# EXERCISE PROMPT
Transcription should be exact. Include all entries.

# AVAILABLE RECORDS
PR #81, opened 2019-05-16
Mock APIs

francescoinfante:


src/http/fetcher.ts
```diff
@@ -181,6 +163,11 @@ export class Fetcher {
     for (const key of Object.keys(pathParams)) {
       url = url.replace(`{${key}}`, encodeURIComponent(pathParams[key]));
```
Diachk: I forgot to skip this when the value is undefined

src/models/Alert.ts
```diff
@@ -0,0 +1,46 @@
...
+// TS2019-DONE
+
+import {FolderChildren, IDataSourceParams, IPersistedItem} from './Model';
+
+export interface ICreateAlertFolderParams extends IDataSourceParams {
+  title: string;
+  parent?: number;
+}
+
+export interface ICreateAlertFolderResponse extends IPersistedItem {
```
Diachk: why do we need the sourceKey in the response ?

test/index_spec.ts
```diff
@@ -416,64 +413,6 @@ describe('Linkurious class', () => {
     });
   });
 
-  describe('getEdgeTypes method', function() {
```
Diachk: why remove these tests ?

francescoinfante: we decided to not write tests anymore in the rest client except for rest client specific features (converting LkNode to Ogma node).

instead we will use the rest client directly to invoke API in the server tests

src/models/Alert.ts
francescoinfante: we don't indeed

src/http/fetcher.ts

# EXERCISE OUTPUT
PR #81, opened 2019-05-16
Mock APIs

francescoinfante:


src/http/fetcher.ts
```diff
@@ -181,6 +163,11 @@ export class Fetcher {
     for (const key of Object.keys(pathParams)) {
       url = url.replace(`{${key}}`, encodeURIComponent(pathParams[key]));
```
Diachk: I forgot to skip this when the value is undefined

src/models/Alert.ts
```diff
@@ -0,0 +1,46 @@
...
+// TS2019-DONE
+
+import {FolderChildren, IDataSourceParams, IPersistedItem} from './Model';
+
+export interface ICreateAlertFolderParams extends IDataSourceParams {
+  title: string;
+  parent?: number;
+}
+
+export interface ICreateAlertFolderResponse extends IPersistedItem {
```
Diachk: why do we need the sourceKey in the response ?

test/index_spec.ts
```diff
@@ -416,64 +413,6 @@ describe('Linkurious class', () => {
     });
   });
 
-  describe('getEdgeTypes method', function() {
```
Diachk: why remove these tests ?

francescoinfante: we decided to not write tests anymore in the rest client except for rest client specific features (converting LkNode to Ogma node).

instead we will use the rest client directly to invoke API in the server tests

src/models/Alert.ts
francescoinfante: we don't indeed

src/http/fetcher.ts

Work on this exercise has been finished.